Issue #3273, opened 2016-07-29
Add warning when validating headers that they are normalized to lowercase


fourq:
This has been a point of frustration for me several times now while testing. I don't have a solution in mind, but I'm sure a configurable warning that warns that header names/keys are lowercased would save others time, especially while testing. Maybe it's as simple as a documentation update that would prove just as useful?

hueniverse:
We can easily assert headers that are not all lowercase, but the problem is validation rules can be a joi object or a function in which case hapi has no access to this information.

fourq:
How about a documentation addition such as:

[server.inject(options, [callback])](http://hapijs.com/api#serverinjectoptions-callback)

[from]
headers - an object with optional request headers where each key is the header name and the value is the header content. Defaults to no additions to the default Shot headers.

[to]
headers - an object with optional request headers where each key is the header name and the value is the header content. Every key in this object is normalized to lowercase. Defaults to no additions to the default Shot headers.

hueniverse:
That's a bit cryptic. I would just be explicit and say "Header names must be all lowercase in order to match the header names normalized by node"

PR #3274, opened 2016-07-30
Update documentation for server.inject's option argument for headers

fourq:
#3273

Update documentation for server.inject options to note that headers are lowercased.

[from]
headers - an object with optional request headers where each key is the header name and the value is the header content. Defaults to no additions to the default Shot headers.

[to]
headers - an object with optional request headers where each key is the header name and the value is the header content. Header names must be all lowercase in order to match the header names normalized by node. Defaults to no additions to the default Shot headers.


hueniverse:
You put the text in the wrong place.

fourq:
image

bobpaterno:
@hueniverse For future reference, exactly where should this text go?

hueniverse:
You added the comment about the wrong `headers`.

== EXERCISE ==
Go through the material above, and wherever a line holds the word "node", copy it.

== COMPLETED TASK ==
That's a bit cryptic. I would just be explicit and say "Header names must be all lowercase in order to match the header names normalized by node"
headers - an object with optional request headers where each key is the header name and the value is the header content. Header names must be all lowercase in order to match the header names normalized by node. Defaults to no additions to the default Shot headers.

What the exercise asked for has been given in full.